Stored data
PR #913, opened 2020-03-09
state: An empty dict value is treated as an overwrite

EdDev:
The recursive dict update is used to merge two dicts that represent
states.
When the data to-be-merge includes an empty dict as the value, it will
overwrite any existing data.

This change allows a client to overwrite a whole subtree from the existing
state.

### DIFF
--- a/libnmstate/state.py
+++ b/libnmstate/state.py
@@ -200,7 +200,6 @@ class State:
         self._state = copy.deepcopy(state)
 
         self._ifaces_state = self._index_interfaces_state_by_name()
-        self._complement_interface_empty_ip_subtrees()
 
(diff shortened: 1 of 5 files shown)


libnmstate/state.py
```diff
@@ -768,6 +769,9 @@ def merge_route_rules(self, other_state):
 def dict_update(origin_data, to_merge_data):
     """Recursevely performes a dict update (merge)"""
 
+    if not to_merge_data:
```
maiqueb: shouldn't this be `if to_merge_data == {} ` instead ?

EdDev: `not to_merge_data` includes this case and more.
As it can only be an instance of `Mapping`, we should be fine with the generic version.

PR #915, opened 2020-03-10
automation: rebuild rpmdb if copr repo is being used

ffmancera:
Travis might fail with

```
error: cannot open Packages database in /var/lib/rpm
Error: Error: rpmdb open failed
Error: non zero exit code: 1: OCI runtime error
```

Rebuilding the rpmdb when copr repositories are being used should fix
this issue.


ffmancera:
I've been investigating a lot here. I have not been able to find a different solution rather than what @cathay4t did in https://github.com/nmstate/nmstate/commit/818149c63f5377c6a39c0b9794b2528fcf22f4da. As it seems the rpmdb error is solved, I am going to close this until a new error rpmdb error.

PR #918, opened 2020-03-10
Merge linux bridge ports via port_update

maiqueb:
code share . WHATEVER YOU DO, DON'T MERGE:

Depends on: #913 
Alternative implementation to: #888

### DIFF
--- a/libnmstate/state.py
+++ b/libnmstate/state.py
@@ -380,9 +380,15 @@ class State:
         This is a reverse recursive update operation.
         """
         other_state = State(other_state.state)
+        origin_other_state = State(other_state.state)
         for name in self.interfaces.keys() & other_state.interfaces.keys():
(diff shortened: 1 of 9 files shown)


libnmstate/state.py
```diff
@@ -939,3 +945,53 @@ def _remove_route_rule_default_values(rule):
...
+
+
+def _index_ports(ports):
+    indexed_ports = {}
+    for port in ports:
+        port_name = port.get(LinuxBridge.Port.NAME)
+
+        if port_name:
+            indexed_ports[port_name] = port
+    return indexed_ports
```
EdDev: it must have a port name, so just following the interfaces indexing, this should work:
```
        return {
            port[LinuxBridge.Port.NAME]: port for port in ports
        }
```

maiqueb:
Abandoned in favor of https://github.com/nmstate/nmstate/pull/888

---

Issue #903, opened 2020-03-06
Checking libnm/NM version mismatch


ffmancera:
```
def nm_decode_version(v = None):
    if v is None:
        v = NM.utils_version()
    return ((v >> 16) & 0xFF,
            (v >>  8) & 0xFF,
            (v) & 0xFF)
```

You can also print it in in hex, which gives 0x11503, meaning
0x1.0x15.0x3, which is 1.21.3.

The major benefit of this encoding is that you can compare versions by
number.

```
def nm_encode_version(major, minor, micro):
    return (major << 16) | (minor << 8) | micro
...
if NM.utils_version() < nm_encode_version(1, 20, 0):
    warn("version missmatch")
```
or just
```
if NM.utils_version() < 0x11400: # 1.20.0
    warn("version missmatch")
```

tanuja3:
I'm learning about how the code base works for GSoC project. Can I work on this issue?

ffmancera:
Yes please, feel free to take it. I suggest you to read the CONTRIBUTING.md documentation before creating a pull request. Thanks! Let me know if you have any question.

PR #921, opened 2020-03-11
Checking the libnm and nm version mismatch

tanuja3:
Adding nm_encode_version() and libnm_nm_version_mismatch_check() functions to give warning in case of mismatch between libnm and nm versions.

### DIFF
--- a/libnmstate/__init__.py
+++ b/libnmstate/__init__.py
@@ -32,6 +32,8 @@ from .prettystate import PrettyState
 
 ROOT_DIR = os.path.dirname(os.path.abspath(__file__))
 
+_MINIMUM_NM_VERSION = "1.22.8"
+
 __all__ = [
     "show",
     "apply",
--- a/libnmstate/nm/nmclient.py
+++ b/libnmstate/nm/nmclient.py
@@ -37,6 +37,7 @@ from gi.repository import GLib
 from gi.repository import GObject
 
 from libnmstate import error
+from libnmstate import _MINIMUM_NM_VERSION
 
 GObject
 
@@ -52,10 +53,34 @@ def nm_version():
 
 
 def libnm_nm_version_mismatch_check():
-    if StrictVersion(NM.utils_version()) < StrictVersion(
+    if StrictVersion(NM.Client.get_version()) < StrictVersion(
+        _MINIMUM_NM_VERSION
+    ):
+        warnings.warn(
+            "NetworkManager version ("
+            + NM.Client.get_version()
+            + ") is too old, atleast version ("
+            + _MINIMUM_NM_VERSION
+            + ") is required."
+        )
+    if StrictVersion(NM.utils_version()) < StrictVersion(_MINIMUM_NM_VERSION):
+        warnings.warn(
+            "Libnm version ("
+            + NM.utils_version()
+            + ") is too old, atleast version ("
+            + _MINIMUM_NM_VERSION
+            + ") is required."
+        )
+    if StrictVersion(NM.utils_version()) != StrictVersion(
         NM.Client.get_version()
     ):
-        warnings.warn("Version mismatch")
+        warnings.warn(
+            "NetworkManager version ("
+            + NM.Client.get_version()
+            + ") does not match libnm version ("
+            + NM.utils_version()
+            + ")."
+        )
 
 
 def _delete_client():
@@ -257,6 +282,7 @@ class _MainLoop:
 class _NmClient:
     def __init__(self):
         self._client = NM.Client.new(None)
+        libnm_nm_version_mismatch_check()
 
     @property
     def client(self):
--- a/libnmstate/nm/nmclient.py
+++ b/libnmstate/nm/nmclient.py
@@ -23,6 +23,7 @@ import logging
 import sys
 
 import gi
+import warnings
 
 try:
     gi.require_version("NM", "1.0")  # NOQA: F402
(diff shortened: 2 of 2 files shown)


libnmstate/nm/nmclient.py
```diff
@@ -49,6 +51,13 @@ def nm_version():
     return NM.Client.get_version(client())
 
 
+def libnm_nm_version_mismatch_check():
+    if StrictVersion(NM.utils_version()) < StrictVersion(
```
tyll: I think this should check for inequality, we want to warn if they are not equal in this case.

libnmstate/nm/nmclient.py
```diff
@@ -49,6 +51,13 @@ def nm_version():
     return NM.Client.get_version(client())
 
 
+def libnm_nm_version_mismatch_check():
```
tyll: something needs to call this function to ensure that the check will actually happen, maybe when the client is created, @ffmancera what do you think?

Task to carry out
Looking at the data above, write out exactly the lines that start at the one containing "PR #913, opened 2020-03-09" and end at the one containing "PR #915, opened 2020-03-10"; include both and nothing beyond.

Answer for this exercise
PR #913, opened 2020-03-09
state: An empty dict value is treated as an overwrite

EdDev:
The recursive dict update is used to merge two dicts that represent
states.
When the data to-be-merge includes an empty dict as the value, it will
overwrite any existing data.

This change allows a client to overwrite a whole subtree from the existing
state.

### DIFF
--- a/libnmstate/state.py
+++ b/libnmstate/state.py
@@ -200,7 +200,6 @@ class State:
         self._state = copy.deepcopy(state)
 
         self._ifaces_state = self._index_interfaces_state_by_name()
-        self._complement_interface_empty_ip_subtrees()
 
(diff shortened: 1 of 5 files shown)


libnmstate/state.py
```diff
@@ -768,6 +769,9 @@ def merge_route_rules(self, other_state):
 def dict_update(origin_data, to_merge_data):
     """Recursevely performes a dict update (merge)"""
 
+    if not to_merge_data:
```
maiqueb: shouldn't this be `if to_merge_data == {} ` instead ?

EdDev: `not to_merge_data` includes this case and more.
As it can only be an instance of `Mapping`, we should be fine with the generic version.

PR #915, opened 2020-03-10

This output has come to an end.